# Rear brake light strip fix



## Patrizio72 (Mar 22, 2011)

I recently noticed two of the led bulbs have blown on my brake light strip, can they be individually replaced or does the whole strip need replacing?


----------



## Hoggy (May 8, 2002)

Hi, According to other MK2 owners,whole strip has to be replaced.
Hoggy.


----------



## Patrizio72 (Mar 22, 2011)

Ok, maybe I will wait for a few more bulbs to blow first lol


----------



## igotone (Mar 10, 2010)

Yep - it's complete new unit. Easy fix though and i don't think it's too expensive (assuming Audi don't cover it.)


----------



## Bucks85th (Apr 27, 2009)

Hi Patrizio,

Yes, it does indeed require a full unit replacement. It happened on my last TTS and was replaced under warranty. If you're not under warranty, it's not expensive (~£150 I think, but that's just from memory so don't hold me to that!) and is pretty easy to fit as Igotone said.
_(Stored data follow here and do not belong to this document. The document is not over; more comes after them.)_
PR #1691, opened 2020-06-09
Add support for setting hub-wide notebook config

yuvipanda:
Sometimes you want to set some notebook server configurations
for all your users. On mybinder.org, we do this for
tornado settings & idle culler settings
(https://github.com/jupyterhub/mybinder.org-deploy/blob/master/mybinder/values.yaml#L5)

This is generally useful, so I've ported that from mybinder.org
here. Once this gets merged, we can migrate the mybinder.org
config to use this.

### DIFF
--- a/jupyterhub/files/hub/jupyterhub_config.py
+++ b/jupyterhub/files/hub/jupyterhub_config.py
@@ -246,6 +246,18 @@ elif storage_type == 'static':
 c.KubeSpawner.volumes.extend(get_config('singleuser.storage.extraVolumes', []))
 c.KubeSpawner.volume_mounts.extend(get_config('singleuser.storage.extraVolumeMounts', []))
 
+if get_config('singleuser.etcJupyter'):
+    c.KubeSpawner.volumes.extend({
+        'name': 'user-etc-jupyter',
+        'configMap': {
+            'name': 'user-etc-jupyter'
+        }
+    })
+
+    c.KubeSpawner.volume_mounts.extend({
+        'name': 'user-etc-jupyter',
+        'mountPath': '/etc/jupyter'
+    })
 # Gives spawned containers access to the API of the hub
 c.JupyterHub.hub_connect_ip = os.environ['HUB_SERVICE_HOST']
 c.JupyterHub.hub_connect_port = int(os.environ['HUB_SERVICE_PORT'])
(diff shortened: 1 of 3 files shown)


consideRatio:
This is specifically for a etc juptyer folder. I think id like to see us include this more generally than settle for etc/jupyter.

I think id like it the most if we could avoid assuming json/yaml/toml etc, while supporting a helm dict passed through values to to render into it, with or without quoting etc, and have an api to mount a collection of individual files with info provided.

I imagine singleuser.mountedFiles where we mount individual files in folders using subMount to avoid overriding an entire directory, and allow input of string/base64 encoded binary/dict objects, that allow us to then render it as string/binary/(any of json/yaml/toml). We would then need to ask for filepath (including name), filepermissions, toJson/yaml/toml transform, squote/quote, 

I think it is a common situation to want to mount more than just to etc/jupyter if one has decided such details are worth considering. For example one can mount not only to etc/jupyter, but also .bashrc, etc/dask, etc.

yuvipanda:
Thanks @consideRatio!

I think in general mounting arbitrary files should be handled by users making configmaps and using `extraVolumes` and `extraVolumeMounts`. IMO, having something specific for this extremely common use case is worth discussing separately from a super generic file mounting option.

yuvipanda:
and re: JSON, it's mostly special cased so you can pass in a dict to helm, and it'll show up as JSON - so you don't have to quote it. This helps make sure that you are in fact passing valid JSON. If you were to pass a .py file instead, or any other extension, it should just put the file there directly.

yuvipanda:
Actually, the more I think about it, I think you're absolutely right in wanting to make this more general purpose :) I'll spend some more time working on that. Will mark this as WIP in the meantime.

Thanks for the awesome idea!

consideRatio:
Wiieee! I'm really excited about a feature like that which really helps with motivation to maintain it!

I would probably often not choose to use such functionality myself unless it was more general as I would anyhow probably want more general functionality, and then it becomes more complicated to introduce another system along the custom but general system.

@yuvipanda we also have the `--set-file` flag available (see [helm options](https://helm.sh/docs/helm/helm_install/#options)), that allow a user of this functionality to avoid embedding for example python, shell, or other formatted scripts inside the helm values file.

consideRatio:
@yuvipanda I'll go ahead and close this for now, but I have captured a lot of the idea and implementation details I think we should aim for in the issue i just mentioned this PR from.

yuvipanda:
AWESOME! Thank you for picking it up, @consideRatio!

PR #1695, opened 2020-06-12
Update Google auth to use a list for hosted_domain

petebachant:
I was getting this error with v0.9.0 and the change in the commit attached fixed it:

```
traitlets.traitlets.TraitError: The 'hosted_domain' trait of a GoogleOAuthenticator instance must be a list, but a value of class 'str'
```


consideRatio:
@petebachant thank you for patching this! :heart:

Sent from my iPad using Tapatalk


----------



## TT-driver (Sep 14, 2010)

Check with your Audi dealer. The unit may be subject to a recall:










Thanks CraigW for posting this picture. 

Partnumber 8J0945097. Price: around 60 euro.


----------



## Patrizio72 (Mar 22, 2011)

That's great, will ask the stealers about it


----------



## cheechy (Nov 8, 2006)

I asked for my car and it wasn't covered so I bought and replaced last weekend. Sounds to me though like these only have a very limited lifespan before failure as there seems to be a large amount of failures.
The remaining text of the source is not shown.